What strikes me most about this moment isn’t the disagreement about valuation, or the market concentration where the top five stocks represent thirty percent of the S&P 500. It is the cognitive dissonance within the investors themselves. The same people expressing bubble concerns are the ones allocating record capital. This isn’t hypocrisy exactly. It’s something more interesting.

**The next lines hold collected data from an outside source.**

Issue #2527, opened 2026-01-27
[EPIC][SECURITY][MCP-EXTENSIONS]: Governed Extension Framework for MCP Apps and Future Extensions


crivetimihai:
### Type of Feature

- [x] Enhancement to existing functionality
- [x] New feature or capability
- [x] New component or integration
- [ ] New MCP-compliant server
- [x] Security / governance hardening
- [ ] Developer tooling or test improvement
- [ ] Packaging, automation and deployment
- [ ] Other

### Epic

**Title:** Governed Extension Framework for MCP Apps and Future MCP Extensions

**Context:** MCP Apps support is already being introduced in #5079. This epic is not a prerequisite for MCP Apps and should not treat MCP Apps as the first implementation criterion. Instead, this epic defines the generic security and governance framework that MCP Apps and future MCP extensions must follow.

**Goal:** Transform ContextForge from a gateway that can project extension metadata into a security-first extension gateway that can discover, govern, aggregate, route, sanitize, audit, and operate MCP extensions without raw pass-through or bespoke dispatcher branches for every new extension.

**Core principle:** MCP extension discovery is not permission to expose or execute the extension. ContextForge must treat extensions as untrusted optional protocol modules until policy, RBAC, token scoping, server scope, client capability negotiation, and gateway configuration allow them.

**MCP Apps relationship:** MCP Apps should remain a complex extension because UI resources, AppBridge sessions, CSP, sandboxing, permissions policy, external navigation, and app-visible tools need custom handling. However, MCP Apps should plug into the same extension registry, policy engine, capability aggregation, routing, plugin, sanitization, and audit layers as every other extension.

**Generic framework principle:** Adding a simple future extension such as Tasks should not require changes to the ContextForge core request dispatcher, initialize handshake, database schema, or UI plumbing. Simple extensions should be onboarded through registry/configuration metadata: extension identifier, capability payload, explicit method patterns, permissions, routing policy, source gateways, sanitizer policy, plugin policy, and audit policy. Code changes should only be needed when an extension requires custom gateway-side behavior such as state management, protocol adaptation, security mediation, or content transformation.

**Protocol model:** Official MCP extensions should be represented through `capabilities.extensions` using stable extension identifiers such as `io.modelcontextprotocol/ui`. ContextForge may preserve `capabilities.experimental` for backward compatibility and third-party incubation, but official extension support should use the extension negotiation model.

---

## Security Model

[...]

PR #5764, opened 2026-07-22
fix(mcp-apps): honour deprecated flat ui/resourceUri metadata key

### LINKED ISSUE #5762: [FEATURE]: Honour deprecated flat `_meta["ui/resourceUri"]` metadata key
### 🧭 Type of Feature

- [ ] Other

Raised at the request of @vishu-bh in https://github.com/IBM/mcp-context-forge/issues/2527#issuecomment-5044901298, as one of the two compatibility gaps found while diffing the merged #5079 implementation against the finalized MCP Apps specification.

### 🧭 Epic

**Title:** Honour the deprecated flat `_meta["ui/resourceUri"]` metadata key

**Goal:** Preserve the tool→UI association for upstream MCP servers that still emit only the deprecated flat metadata key, so those servers keep working through ContextForge until the key is removed from the specification.

**Why now:** The flat key is still live in the spec (`specification/2026-01-26/apps.mdx:341`, `:347` — *"The deprecated format will be removed before GA"*). ContextForge does not read it anywhere, so tools from servers using only the legacy shape are ingested with their UI association silently dropped. This is precisely the backward-compatibility case the deprecated key exists to serve.

---

### 🐞 Current behaviour

`merge_mcp_protocol_meta` (`mcpgateway/services/mcp_apps.py:139`) reads only the nested `_meta.ui` object:

```python
ui = meta.get("ui")
if not isinstance(ui, dict) or not ui:
    return
```

A tool whose `_meta` is `{"ui/resourceUri": "ui://widgets/example"}` therefore returns early, no `extensionMetadata` is written, and the tool loses its UI resource association during gateway sync. There are no occurrences of `ui/resourceUri` anywhere in the repository.

### 📐 Scope of the impact

Narrow but real. The reference SDK normalizes bidirectionally in `registerAppTool` ([`src/server/index.ts:238-262`](https://github.com/modelcontextprotocol/ext-apps/blob/main/src/server/index.ts)), so any SDK-built server emits **both** keys and works through ContextForge today. Only servers hand-rolling the legacy key alone are affected.

### 🧑🏻‍💻 User Story 1

**As a:** Platform Administrator federating an older MCP Apps server
**I want:** its tools to keep their `ui://` association through the gateway
**So that:** the app renders instead of silently degrading to a plain tool

#### ✅ Acceptance Criteria

```gherkin
Scenario: Legacy-only server keeps its tool/UI association
  Given an upstream tool whose _meta contains only "ui/resourceUri": "ui://widgets/example"
  When the gateway validates the tool during sync
  Then extensionMetadata["io.modelcontextprotocol/ui"].resourceUri is "ui://widgets/example"

Scenario: Canonical nested key wins on disagreement
  Given an upstream tool emitting both _meta.ui.resourceUri and _meta["ui/resourceUri"] with different values
  When the gateway validates the tool
  Then the nested value is stored
  And the discarded legacy value is logged
```

### 🧑🏻‍💻 User Story 2

**As a:** Gateway operator
**I want:** a malformed legacy value to never make a tool disappear
**So that:** backward compatibility cannot become an availability regression

#### ✅ Acceptance Criteria

```gherkin
Scenario: Invalid legacy URI is ignored rather than fatal
  Given an upstream tool whose _meta contains "ui/resourceUri": "https://example.com/widget.html"
  When the gateway validates the tool
  Then no MCP Apps metadata is written
  And the tool is still ingested
```

This second story matters more than it looks. `validate_extension_metadata` (`mcp_apps.py:239-241`) rejects a `resourceUri` that does not use the `ui://` scheme, and `_validate_tools` (`gateway_service.py:6576`) turns that into a `ValidationError` that drops the tool from the sync entirely. Folding an unvalidated legacy value in would convert "ingested without UI" into "disappears", so only well-formed `ui://` strings should be applied.

### 🔗 MCP Standards Check

- [x] Change adheres to the current MCP Apps specification
- [x] Additive only — behaviour is unchanged for payloads that do not carry the legacy key

Precedence follows the reference SDK's consumer-side rule in `getToolUiResourceUri` ([`src/app-bridge.ts:125-133`](https://github.com/modelcontextprotocol/ext-apps/blob/main/src/app-bridge.ts)): *"The new nested format takes precedence if both are present."* Worth noting that the SDK's producer side deliberately does **not** reconcile a disagreement — `registerAppTool` emits both conflicting values on the wire — so the consumer rule is the only one a gateway can apply.

### 🔄 Alternatives Considered

**Emit the legacy key outbound as well (full bidirectional normalization).** The SDK does this for older hosts. Not proposed here: ContextForge's own projection (`apply_tool_meta`, `mcp_apps.py:319`) emits the nested shape only, and propagating a format scheduled for removal before GA seems like the wrong direction for a gateway. Easy to add later if hosts need it.

**Normalize in `validate_extension_metadata` instead.** Rejected — the merge step is where protocol shape is translated into internal state, and validation runs on stored metadata that has no `_meta` to read from.

### 📓 Additional Context

Parent epic: #2527. Companion issue for the other compatibility gap will be linked to #4970.

PhilipAD:
# 🐛 Bug-fix PR

## 📌 Summary

Servers that emit only the deprecated flat `_meta["ui/resourceUri"]` key lose their tool→UI association when passing through the gateway. This folds the legacy key into the nested MCP Apps metadata during the existing merge step.

Closes #5762. Part of #2527.

## 🔁 Reproduction Steps

Federate an upstream MCP server exposing a tool whose `_meta` carries only the legacy key:

```json
{ "name": "customer_search", "_meta": { "ui/resourceUri": "ui://widgets/customer-search" } }
```

After gateway sync the tool is ingested with no `extensionMetadata`, so it has no UI association and the app never renders. Covered as a regression test in `test_merge_mcp_protocol_meta_honours_deprecated_flat_resource_uri`.

## 🐞 Root Cause

`merge_mcp_protocol_meta` (`mcpgateway/services/mcp_apps.py:139`) reads only the nested object and returns early when it is absent:

```python
ui = meta.get("ui")
if not isinstance(ui, dict) or not ui:
    return
```

The flat key had no occurrences anywhere in the repository, so it was never consulted. The spec keeps it live (`apps.mdx:341`, `:347` — *"The deprecated format will be removed before GA"*).

## 💡 Fix Description

The legacy key is now folded into the `ui` block before the merge, behind a small helper. Three design points:

**Nested wins on disagreement.** This follows the reference SDK's consumer-side rule in `getToolUiResourceUri` ([`app-bridge.ts:125-133`](https://github.com/modelcontextprotocol/ext-apps/blob/main/src/app-bridge.ts)): *"The new nested format takes precedence if both are present."* Worth noting the SDK's producer side deliberately does **not** reconcile — `registerAppTool` emits both conflicting values on the wire ([`server/index.ts:238-262`](https://github.com/modelcontextprotocol/ext-apps/blob/main/src/server/index.ts), test `server/index.test.ts:163`) — so the consumer rule is the only one a gateway can apply. A genuine disagreement is logged.

**Only well-formed `ui://` strings are folded in.** This is the part I'd most like a second opinion on. `validate_extension_metadata` (`mcp_apps.py:239-241`) rejects a non-`ui://` `resourceUri`, and `_validate_tools` (`gateway_service.py:6576`) turns that into a `ValidationError` that drops the tool from the sync. Folding an unvalidated legacy value in would therefore convert "ingested without UI" into "tool disappears entirely" — a worse outcome than the bug. Unusable values keep the existing ignore-it behaviour and are logged instead. The SDK throws here; for a gateway, failing closed on ingest seemed wrong.

**Ingest only, not bidirectional.** The SDK also emits the flat key outbound for older hosts. Not done here: ContextForge's own projection (`apply_tool_meta`, `mcp_apps.py:319`) emits the nested shape only, and propagating a format scheduled for removal before GA seems like the wrong direction for a gateway. Trivial to add if you'd prefer symmetry.

The source `_meta` is copied rather than mutated, so callers passing shared dicts are unaffected.

## 📏 Reviewability

On the `triage` checkbox: #5762 currently carries no labels. Filing it and this PR was explicitly requested by @vishu-bh in https://github.com/IBM/mcp-context-forge/issues/2527#issuecomment-5044901298, which CONTRIBUTING lists as one of the conditions for starting work. If you apply `triage` while scoping it, treat this PR as parked until you're ready.

## 🧪 Verification

Added 12 tests to `tests/unit/mcpgateway/services/test_mcp_apps.py`, covering: legacy-only payloads, legacy alongside nested siblings, both shapes agreeing, both disagreeing (nested wins), five classes of unusable legacy value, and non-mutation of the caller's `_meta`.

| Check | Command | Status |
|---|---|---|
| MCP Apps + AppBridge + registry suites | `pytest tests/unit/mcpgateway/services/test_mcp_apps.py tests/unit/mcpgateway/test_mcp_apps_security.py tests/unit/mcpgateway/test_mcp_apps_protocol.py tests/unit/mcpgateway/test_mcp_method_registry.py` | ✅ 98 passed (86 before this change) |
| Ingest-path regression | `pytest tests/unit/mcpgateway/services/test_gateway_service.py tests/unit/mcpgateway/services/test_resource_service.py` | ✅ no new failures |
| Ruff | `ruff check mcpgateway/services/mcp_apps.py tests/...` | ✅ All checks passed |
| Black (line length 200) | `black --check` | ✅ unchanged |
| Doctests | `pytest --doctest-modules mcpgateway/services/mcp_apps.py` | ✅ no doctests in module, none broken |

Two pre-existing errors in `test_resource_service.py` (`test_read_resource_template_proxy_blob_none_response_raises`, `test_invoke_resource_sse_returns_content_when_session_teardown_raises`) reproduce identically on unmodified `main`, so they are unrelated to this change.

Not run locally: `make docker docker-run-ssl` and the postgres/redis matrix. This change is a pure in-memory dict transformation with no database, network, or migration surface, so I don't believe it carries container- or backend-specific risk — but say the word if you want that evidence before merging.

## 📐 MCP Compliance

Strictly additive: payloads without the legacy key take an unchanged path.

## ✅ Checklist

- [x] Code formatted

### DIFF
--- a/docs/docs/architecture/mcp-apps.md
+++ b/docs/docs/architecture/mcp-apps.md
@@ -77,6 +77,38 @@ and resources. MCP Apps metadata is keyed by the MCP UI capability identifier:
 The gateway also accepts the internal snake_case form, `extension_metadata`, in
 Python service paths. Public API payloads should use `extensionMetadata`.
 
+### Deprecated Flat `ui/resourceUri` Key
+
+Upstream servers advertise Apps metadata on the wire as `_meta`, which the
+gateway folds into `extensionMetadata` during ingest. Alongside the nested
+`_meta.ui` object, the gateway still honours the deprecated flat
+`_meta["ui/resourceUri"]` key so that servers emitting only the older shape keep
+their tool/UI association:
+
+```json
+{
+  "name": "customer_search",
+  "_meta": { "ui/resourceUri": "ui://widgets/customer-search" }
+}
+```
+
+Precedence and handling:
+
+- **The nested object wins.** If `_meta.ui` contains `resourceUri` (or
+  `resource_uri`), the flat key is ignored. Precedence is decided by key
+  *presence*, not truthiness, so a nested value that is empty or malformed stays
+  authoritative and is rejected by validation rather than being silently
+  replaced by the deprecated value.
+- **Only well-formed `ui://` values are folded in.** An unusable flat value is
+  ignored and logged. Folding it in would fail extension metadata validation and
+  drop the whole tool from gateway sync, which is worse than ingesting the tool
+  without a UI association.
+- **Ingest only.** ContextForge always projects the nested shape outbound; it
+  does not re-emit the deprecated key.
+
+The flat key is scheduled for removal from the spec before GA, so treat it as a
+compatibility path rather than a supported input format.
+
 ### Tool Metadata
 
 Tool metadata controls who sees or can invoke the tool:
--- a/mcpgateway/services/mcp_apps.py
+++ b/mcpgateway/services/mcp_apps.py
@@ -33,6 +33,9 @@ logger = logging.getLogger(__name__)
 MCP_UI_EXTENSION = "io.modelcontextprotocol/ui"
 MCP_UI_DEFAULT_VERSION = "2026-01-26"
 MCP_APP_MIME_TYPE = "text/html;profile=mcp-app"
+# Deprecated flat metadata key kept for backward compatibility with servers that
+# predate the nested ``_meta.ui`` shape. Removed from the spec before GA.
+LEGACY_RESOURCE_URI_META_KEY = "ui/resourceUri"
 
 _ALLOWED_CSP_DIRECTIVES = frozenset(
     {
@@ -136,19 +139,51 @@ def mcp_ui_metadata(value: Any) -> Dict[str, Any]:
     return ui if isinstance(ui, dict) else {}
 
 
+def _legacy_ui_resource_uri(meta: Dict[str, Any], ui: Dict[str, Any]) -> Optional[str]:
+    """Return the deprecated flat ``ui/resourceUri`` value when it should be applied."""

I think what we are witnessing is genuine uncertainty about something genuinely unprecedented. There are critical differences separating this boom from the dot-com crash. First, profitability is real: unlike Cisco in 1999, Nvidia and Microsoft are generating tens of billions in free cash flow. Second, technology maturity: seventy-eight percent of enterprises report AI implementation in 2024, compared to the slow dial-up adoption of the late nineties. And third, Federal Reserve policy: while the Fed pricked the dot-com bubble by raising rates, today they have been cutting them, creating conditions that support asset valuations.

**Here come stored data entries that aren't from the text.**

Issue #4970, opened 2026-05-29
[FEATURE]: Implement MCP Apps AppBridge same-server authorization path


vishu-bh:
Parent epic: #2527

## User Story
As an MCP App developer, I want AppBridge calls to tools/resources to be authorized through the same server and session context so that apps cannot cross boundaries or bypass RBAC.

## One-Week Deliverable
Implement the server-side AppBridge authorization/routing path for app-originated JSON-RPC calls under generic extension governance.

## Acceptance Criteria
- UI view sessions bind app calls to a specific server, UI resource, caller, token scope, team scope, and MCP session.
- AppBridge `tools/call` and `resources/read` enforce same-server constraints.
- RBAC, token scoping, extension enabled state, server visibility, and tool/resource visibility are checked before execution.
- App-originated calls run through plugin, sanitizer, audit, and observability hooks.
- Cross-server app calls are denied and audited.
- Expired, missing, forged, disabled-extension, wrong-team, and insufficient-permission UI sessions are denied.
- Tests cover allowed same-server calls, cross-server deny, expired session deny, disabled extension deny, wrong-team deny, and insufficient-permission deny.

## Demo
From a simulated app session, call an allowed same-server tool successfully, then attempt a cross-server call and show it denied with an audit event.

jonpspri:
## Review: AppBridge same-server authorization path

Most of the acceptance criteria in this issue are implemented:

- ✅ Sessions bind app calls to server, resource, caller, token scope, team scope, and MCP session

But concerning parallels exist. The circular financing patterns—where Nvidia invests in startups that use those funds to buy Nvidia chips—echo the vendor financing schemes that collapsed in 2001. The infrastructure overbuilding feels eerily similar to the miles of “dark fiber” laid in the nineties that remained unused for years.

Howard Marks of Oaktree Capital, a legendary investor known for identifying bubbles, offered perhaps the wisest assessment. He noted that while he doesn’t detect the level of “psychological excess” typical of a mania, there is a distinction that matters: “I think there’s a near one hundred percent probability AI will change the world but there’s much less than one hundred percent probability that investing in any given AI company or sector today will be profitable”.

The internet did transform the global economy exactly as promised, yet the dot-com bubble still destroyed trillions in wealth. The fifty-four percent of institutional investors who call this a bubble while buying anyway aren’t being irrational. They are navigating a game where the fear of missing the next technological revolution exceeds the fear of a crash. They are operating with eyes wide open, acknowledging the contradiction, and proceeding regardless.

The question isn’t whether AI is a bubble. The question is whether being aware that something might be a bubble changes the outcome at all. Based on what I’m seeing, the answer appears to be no. The party continues. Everyone knows it will end. But nobody wants to leave early.

And maybe that’s the most honest thing anyone can say about this moment.